Tout l'intérêt de l'application est qu'elle analyse le contexte de l'injure. L'algorithme reconnaît l’humour, prend en compte le profil de l’utilisateur - s’il est mineur, Bodyguard supprimera beaucoup plus facilement certains contenus - et les relations entre les internautes. Si deux d'entre eux ont déjà échangé sans animosité, l’intelligence artificielle ne considérera pas comme haineux un élément de langage pouvant être considéré comme vulgaire.

Sur YouTube, Twitch et prochainement Instagram, l’application se charge de supprimer les commentaires problématiques. Au bout de trois, leur auteur est immédiatement bloqué. Sur Twitter, il est impossible de supprimer les messages publiés par les autres. Ils sont donc masqués puis manuellement examinés par Bodyguard avant que leur auteur soit éventuellement bloqué.

Des accusations de censure

Après la publicité faite par des personnalités politiques sur les réseaux sociaux, certains internautes ont dénoncé un manque d’efficacité de Bodyguard. Toute personne peut en effet tester la technologie sur le site de l’application. Un internaute s’est ainsi étonné que le commentaire "J’ai envie de mettre les juifs dans un four" ne soit pas considéré comme haineux, contrairement à "je déteste les juifs", jugé raciste.

“Je comprends parfaitement les critiques mais c’est un choix assumé. Je ne veux pas verser dans l’opinion sinon on pourrait m’accuser de faire de la censure”, explique Charles Cohen.

Dans l’exemple cité précédemment, le second commentaire était raciste et a été supprimé. Car si Bodyguard ne sanctionne pas les opinions des internautes, l’application supprime automatiquement tous les contenus pénalement répréhensibles.

"L’application n’a pas été codée pour lutter contre le discours de haine (haine destinée à un groupe de personnes) mais contre le cyberharcèlement. C’est-à-dire contre la haine adressée à une seule personne”, précise Charles Cohen.

Ainsi, Bodyguard considère le commentaire "je n’aime pas les homos" comme une opinion et ne le supprimera pas. Sauf s’il est adressé à une personne homosexuelle car dans ce cas, cela relèvera du cyberharcèlement.

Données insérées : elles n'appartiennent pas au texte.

PR #184, opened 2020-02-28
Update Documentation - Helm2/3 changes and formatting

sdodsley:
Some **MAJOR** support statement changes here...

* Only OpenShift 3.11 is supported given Red Hat finished support for 3.10 and older in Oct 2019.
* Only Operator install for FlexDriver is supported in OpenShift 3.11, given Helm2 has moved into maintenance mode and will be deprecated later in the year,
* FlexDriver install is not supported with Helm3
* Add requirement to create a namespace for PSO before running Helm(3) install
* Remove the `labels:` section from the `arrays:` section of `values.yaml` for the CSI driver. These can be added back in when they are supported by Storage Topology - assuming we do it the same way...

also, some formatting fixes for markdown files

### DIFF
--- a/pure-csi/README.md
+++ b/pure-csi/README.md
@@ -11,7 +11,7 @@ This helm chart installs the CSI plugin on a Kubernetes cluster.
   - Ubuntu 18.04
 - #### Environments Supported*:
   - Kubernetes 1.13+
-  - Minimum Helm version required is 3.0.3.
+  - Minimum Helm version required is 3.1.0.
   - OpenShift 3.11
   - Google Anthos 1.2.x
 - #### Other software dependencies:
@@ -115,23 +115,15 @@ arrays:
   FlashArrays:
     - MgmtEndPoint: "1.2.3.4"
       APIToken: "a526a4c6-18b0-a8c9-1afa-3499293574bb"
-      Labels:
-        rack: "22"
-        env: "prod"
     - MgmtEndPoint: "1.2.3.5"
       APIToken: "b526a4c6-18b0-a8c9-1afa-3499293574bb"
   FlashBlades:
     - MgmtEndPoint: "1.2.3.6"
       APIToken: "T-c4925090-c9bf-4033-8537-d24ee5669135"
       NfsEndPoint: "1.2.3.7"
-      Labels:
-        rack: "7b"
-        env: "dev"
     - MgmtEndPoint: "1.2.3.8"
       APIToken: "T-d4925090-c9bf-4033-8537-d24ee5669135"
       NfsEndPoint: "1.2.3.9"
-      Labels:
-        rack: "6a"
 ```
 
 ## Assigning Pods to Nodes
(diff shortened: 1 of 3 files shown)


pure-csi/README.md
```diff
@@ -115,23 +115,15 @@ arrays:
   FlashArrays:
     - MgmtEndPoint: "1.2.3.4"
       APIToken: "a526a4c6-18b0-a8c9-1afa-3499293574bb"
-      Labels:
```
Pure-AdamuKaapan: I assume we're removing this right now because CSI doesn't support importing/anything with labels at the moment?

pure-k8s-plugin/README.md
```diff
@@ -9,11 +9,10 @@ This helm chart installs the FlexVolume plugin on a Kubernetes cluster.
   - CoreOS (Ladybug 1298.6.0 and above)
   - Ubuntu 16.04
   - Ubuntu 18.04
-  - For Platform specific requirements see
 - #### Environments Supported*:
   - Kubernetes 1.6+
-  - Minimum Helm version required is 3.0.3
-  - [OpenShift](#openshift) 3.6+
+  - Helm 2.9.1+ (**NOTE:** Helm3 is not supported for FlexDriver)
```
Pure-AdamuKaapan: Why is this?

pure-k8s-plugin/README.md
```diff
@@ -257,13 +262,15 @@ Once changed the kublet parameters need to be updated to set the
 via the `flexPath` option in your `values.yaml`.
 
 ### CoreOS
+
 Similar to the Atomic hosts this has a read-only `/usr` tree and requires
```
Pure-AdamuKaapan: Note that one of our earlier PRs has the "kubeletBasePath" change, which is relevant to CoreOS (and I assume Atomic). Dunno if we want to add that in or just tell them to keep using the existing instructions.

pure-csi/README.md
sdodsley: Yes. As it says in the PR description...

pure-k8s-plugin/README.md
sdodsley: Read the description for the PR

pure-k8s-plugin/README.md
sdodsley: I am close to removing this CoreOS section anyway given it is deprecated in favour of Red Hat/Fedora CoreOS, which we will probably have to validate at some point

pure-csi/README.md
Pure-AdamuKaapan: Ope, I'm so sorry, I dunno how I missed the description. That's my bad.

pure-csi/README.md
```diff
@@ -145,6 +137,12 @@ For security reason, it's strongly recommended to install the plugin in a separa
 
 Customize your values.yaml including arrays info (replacement for pure.json), and then install with your values.yaml.
 
+Create a namespace for PSO to install into
+
+```bash
+kubectl createnamespace <namespace>
```
caryli-ps: I think it's missing a space between `create namespace`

Une version anglaise de Bodyguard pourrait bientôt être disponible. Une option Famille devrait par ailleurs être lancée en septembre. Pour un euro par mois, les parents pourront recevoir sur leur smartphone des notifications liées aux contenus modérés par l’application. Mais Charles Cohen souhaite que son service reste gratuit pour les utilisateurs, par exemple grâce à une prise en charge de l’abonnement par certaines banques et assurances. L'entrepreneur semble être sur la bonne voie, puisqu'il vient d'intégrer l’accélérateur Allianz, basé à Nice.